What this exercise requires is a verbatim reproduction of the data below.

____ Source data

PR #1356, opened 2023-09-06
Add some more ergonomics to instance syncing along with sqlite example

erlendvollset:
- Add backoff utilitiy
- Add callback-based method for subscribing to a given dms query
- Add docs along with example on how to sync to local sqlite

### DIFF
--- a/cognite/client/_api/data_modeling/instances.py
+++ b/cognite/client/_api/data_modeling/instances.py
@@ -1,8 +1,24 @@
 from __future__ import annotations
 
 import json
+import logging
+import random
+import time
 from collections.abc import Iterable
-from typing import TYPE_CHECKING, Any, Iterator, List, Literal, Sequence, Union, cast, overload
+from datetime import datetime, timezone
+from threading import Thread
+from typing import (
+    TYPE_CHECKING,
+    Any,
+    Callable,
+    Iterator,
+    List,
+    Literal,
+    Sequence,
+    Union,
+    cast,
+    overload,
+)
 
 from cognite.client._api_client import APIClient
 from cognite.client._constants import DEFAULT_LIMIT_READ
@@ -37,6 +53,7 @@ from cognite.client.data_classes.data_modeling.instances import (
     NodeApplyResult,
     NodeApplyResultList,
     NodeList,
+    SubscriptionContext,
 )
 from cognite.client.data_classes.data_modeling.query import (
     Query,
@@ -45,6 +62,8 @@ from cognite.client.data_classes.data_modeling.query import (
 from cognite.client.data_classes.data_modeling.views import View
 from cognite.client.data_classes.filters import Filter, _validate_filter
 from cognite.client.utils._identifier import DataModelingIdentifierSequence
+from cognite.client.utils._retry import Backoff
+from cognite.client.utils._text import random_string
 
 from ._data_modeling_executor import get_data_modeling_executor
 
@@ -69,6 +88,8 @@ _DATA_MODELING_SUPPORTED_FILTERS: frozenset[type[Filter]] = frozenset(
         filters.Overlaps,
     }
 )
+
+_LOGGER = logging.getLogger(__name__)
 
 
 class _NodeOrEdgeList(CogniteResourceList):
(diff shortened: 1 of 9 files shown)


docs/source/data_modeling.rst
```diff
@@ -126,6 +126,96 @@ Query instances
...
+                    (node.space, node.external_id)
+                    for node in result["nodes"]
+                    if node.deleted_time is not None
+                ]
+                # Updates must be done in the same transaction as persisting the cursor.
+                # A transaction is implicitly started by sqlite here.
+                connection.executemany(
+                    "INSERT INTO instance VALUES (?, ?, ?)", inserts
+                )
+                connection.executemany(
```
alexbrasetvik, line 202: Delete must happen before insert. The same `space, external_id` may appear as several tombstones and then a new instance, which must result in the instance being saved.

erlendvollset: Ah right. TY 🙏

cognite/client/data_classes/data_modeling/instances.py
```diff
@@ -809,3 +813,11 @@ class InstancesDeleteResult:
 
     nodes: list[NodeId]
     edges: list[EdgeId]
+
+
+@dataclass
+class SubscriptionContext:
+    _canceled: bool = False
```
erlendvollset, line 820: Note to self: add some heartbeat timestamps like last_successful_sync and last_successful_callback, to make it easy to check for progress.

cognite/client/_api/data_modeling/instances.py
```diff
@@ -394,6 +414,80 @@ def delete(
...
+                    if any(len(instances) > 0 for instances in result.data.values()):
+                        callback(result)
+                        subscription_context.last_successful_callback = datetime.now(tz=timezone.utc)
+                        # only progress the cursor if the callback executed successfully
+                        cursors = result.cursors
+                        backoff.reset()
+                        continue
+                    else:
+                        # No data was returned, so we back off before we try again.
+                        time.sleep(next(backoff))
```
alexbrasetvik, line 480: I think polling delay/interval and error backoff should be separate concepts.

If there's a poll interval, I'd delay the first one with `random.uniform(0, poll_interval)` to smear out a bit, but let the subsequent ones go with a consistent delay.

If `self.sync` throws, we shouldn't need to re-query before the next attempt.

docs/source/data_modeling.rst
```diff
@@ -126,6 +126,102 @@ Query instances
...
+    def sync_space_to_sqlite(
+        db_name: str, space_to_sync: str
+    ) -> SubscriptionContext:
+        with sqlite_connection(db_name) as connection:
+            connection.execute(
+                "CREATE TABLE IF NOT EXISTS instance (space TEXT, external_id TEXT, data JSON)"
+            )
+            connection.execute(
+                "CREATE UNIQUE INDEX IF NOT EXISTS space_extid_idx ON instance (space, external_id)"
+            )
```
alexbrasetvik, line 167:
```suggestion
            connection.execute(
                "CREATE TABLE IF NOT EXISTS instance (space TEXT, external_id TEXT, data JSON, PRIMARY KEY(space, external_id))"
            )
```

docs/source/data_modeling.rst
```diff
@@ -126,6 +126,102 @@ Query instances
...
+
+
+    def sqlite_connection(db_name: str) -> sqlite3.Connection:
+        return sqlite3.connect(db_name, check_same_thread=False)
+
+
+    def sync_space_to_sqlite(
+        db_name: str, space_to_sync: str
+    ) -> SubscriptionContext:
+        with sqlite_connection(db_name) as connection:
```
alexbrasetvik, line 161: Maybe split up into clearer setup vs continuous sync functions?

alexbrasetvik (changes requested):
Looks generally good. I think the error vs polling delays should be separate.

The SQLite example can split up setup vs continuous sync a bit, so we can more clearly excessively comment the latter.

cognite/client/_api/data_modeling/instances.py
alexbrasetvik: Sorry, I meant if `callback` throws.

arnels (approved):
LGTM

alexbrasetvik (approved):
LGTM.

Let's follow up with future PRs that make the SDK logic not log full traces for intermittent errors like connectivity blips, 429s, etc., but this looks like a good start.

________

- Answer to the exercise -
PR #1356, opened 2023-09-06
Add some more ergonomics to instance syncing along with sqlite example

erlendvollset:
- Add backoff utilitiy
- Add callback-based method for subscribing to a given dms query
- Add docs along with example on how to sync to local sqlite

### DIFF
--- a/cognite/client/_api/data_modeling/instances.py
+++ b/cognite/client/_api/data_modeling/instances.py
@@ -1,8 +1,24 @@
 from __future__ import annotations
 
 import json
+import logging
+import random
+import time
 from collections.abc import Iterable
-from typing import TYPE_CHECKING, Any, Iterator, List, Literal, Sequence, Union, cast, overload
+from datetime import datetime, timezone
+from threading import Thread
+from typing import (
+    TYPE_CHECKING,
+    Any,
+    Callable,
+    Iterator,
+    List,
+    Literal,
+    Sequence,
+    Union,
+    cast,
+    overload,
+)
 
 from cognite.client._api_client import APIClient
 from cognite.client._constants import DEFAULT_LIMIT_READ
@@ -37,6 +53,7 @@ from cognite.client.data_classes.data_modeling.instances import (
     NodeApplyResult,
     NodeApplyResultList,
     NodeList,
+    SubscriptionContext,
 )
 from cognite.client.data_classes.data_modeling.query import (
     Query,
@@ -45,6 +62,8 @@ from cognite.client.data_classes.data_modeling.query import (
 from cognite.client.data_classes.data_modeling.views import View
 from cognite.client.data_classes.filters import Filter, _validate_filter
 from cognite.client.utils._identifier import DataModelingIdentifierSequence
+from cognite.client.utils._retry import Backoff
+from cognite.client.utils._text import random_string
 
 from ._data_modeling_executor import get_data_modeling_executor
 
@@ -69,6 +88,8 @@ _DATA_MODELING_SUPPORTED_FILTERS: frozenset[type[Filter]] = frozenset(
         filters.Overlaps,
     }
 )
+
+_LOGGER = logging.getLogger(__name__)
 
 
 class _NodeOrEdgeList(CogniteResourceList):
(diff shortened: 1 of 9 files shown)


docs/source/data_modeling.rst
```diff
@@ -126,6 +126,96 @@ Query instances
...
+                    (node.space, node.external_id)
+                    for node in result["nodes"]
+                    if node.deleted_time is not None
+                ]
+                # Updates must be done in the same transaction as persisting the cursor.
+                # A transaction is implicitly started by sqlite here.
+                connection.executemany(
+                    "INSERT INTO instance VALUES (?, ?, ?)", inserts
+                )
+                connection.executemany(
```
alexbrasetvik, line 202: Delete must happen before insert. The same `space, external_id` may appear as several tombstones and then a new instance, which must result in the instance being saved.

erlendvollset: Ah right. TY 🙏

cognite/client/data_classes/data_modeling/instances.py
```diff
@@ -809,3 +813,11 @@ class InstancesDeleteResult:
 
     nodes: list[NodeId]
     edges: list[EdgeId]
+
+
+@dataclass
+class SubscriptionContext:
+    _canceled: bool = False
```
erlendvollset, line 820: Note to self: add some heartbeat timestamps like last_successful_sync and last_successful_callback, to make it easy to check for progress.

cognite/client/_api/data_modeling/instances.py
```diff
@@ -394,6 +414,80 @@ def delete(
...
+                    if any(len(instances) > 0 for instances in result.data.values()):
+                        callback(result)
+                        subscription_context.last_successful_callback = datetime.now(tz=timezone.utc)
+                        # only progress the cursor if the callback executed successfully
+                        cursors = result.cursors
+                        backoff.reset()
+                        continue
+                    else:
+                        # No data was returned, so we back off before we try again.
+                        time.sleep(next(backoff))
```
alexbrasetvik, line 480: I think polling delay/interval and error backoff should be separate concepts.

If there's a poll interval, I'd delay the first one with `random.uniform(0, poll_interval)` to smear out a bit, but let the subsequent ones go with a consistent delay.

If `self.sync` throws, we shouldn't need to re-query before the next attempt.

docs/source/data_modeling.rst
```diff
@@ -126,6 +126,102 @@ Query instances
...
+    def sync_space_to_sqlite(
+        db_name: str, space_to_sync: str
+    ) -> SubscriptionContext:
+        with sqlite_connection(db_name) as connection:
+            connection.execute(
+                "CREATE TABLE IF NOT EXISTS instance (space TEXT, external_id TEXT, data JSON)"
+            )
+            connection.execute(
+                "CREATE UNIQUE INDEX IF NOT EXISTS space_extid_idx ON instance (space, external_id)"
+            )
```
alexbrasetvik, line 167:
```suggestion
            connection.execute(
                "CREATE TABLE IF NOT EXISTS instance (space TEXT, external_id TEXT, data JSON, PRIMARY KEY(space, external_id))"
            )
```

docs/source/data_modeling.rst
```diff
@@ -126,6 +126,102 @@ Query instances
...
+
+
+    def sqlite_connection(db_name: str) -> sqlite3.Connection:
+        return sqlite3.connect(db_name, check_same_thread=False)
+
+
+    def sync_space_to_sqlite(
+        db_name: str, space_to_sync: str
+    ) -> SubscriptionContext:
+        with sqlite_connection(db_name) as connection:
```
alexbrasetvik, line 161: Maybe split up into clearer setup vs continuous sync functions?

alexbrasetvik (changes requested):
Looks generally good. I think the error vs polling delays should be separate.

The SQLite example can split up setup vs continuous sync a bit, so we can more clearly excessively comment the latter.

cognite/client/_api/data_modeling/instances.py
alexbrasetvik: Sorry, I meant if `callback` throws.

arnels (approved):
LGTM

alexbrasetvik (approved):
LGTM.

Let's follow up with future PRs that make the SDK logic not log full traces for intermittent errors like connectivity blips, 429s, etc., but this looks like a good start.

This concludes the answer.